▸ WHAT TO DO:
Read the data and repeat it in full, exactly.

▸ THE DATA:
════════
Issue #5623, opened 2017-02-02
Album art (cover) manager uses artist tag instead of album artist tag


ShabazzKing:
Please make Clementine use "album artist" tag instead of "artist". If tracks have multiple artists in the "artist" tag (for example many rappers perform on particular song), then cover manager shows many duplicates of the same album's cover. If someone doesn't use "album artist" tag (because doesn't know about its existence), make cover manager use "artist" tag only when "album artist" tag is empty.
════════
▸ EXERCISE RESPONSE:
Issue #5623, opened 2017-02-02
Album art (cover) manager uses artist tag instead of album artist tag


ShabazzKing:
Please make Clementine use "album artist" tag instead of "artist". If tracks have multiple artists in the "artist" tag (for example many rappers perform on particular song), then cover manager shows many duplicates of the same album's cover. If someone doesn't use "album artist" tag (because doesn't know about its existence), make cover manager use "artist" tag only when "album artist" tag is empty.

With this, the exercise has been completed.